PR #145, opened 2016-05-04
[fix] Can install app on domain root even if another app is installed…

opi:
… in a sub folder.


opi:
Before that, on an testing instance:
```
 yunohost app install a_random_app
Choose a domain for your app: testing.local
Choose a path for your app (default: /app): /app
```
then when playing with `app checkurl`:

WHAT THE TASK ASKS:
Each record must be transcribed exactly, with nothing left out.

SOLUTION TO THE PROBLEM:
PR #145, opened 2016-05-04
[fix] Can install app on domain root even if another app is installed…

opi:
… in a sub folder.


opi:
Before that, on an testing instance:
```
 yunohost app install a_random_app
Choose a domain for your app: testing.local
Choose a path for your app (default: /app): /app
```
then when playing with `app checkurl`:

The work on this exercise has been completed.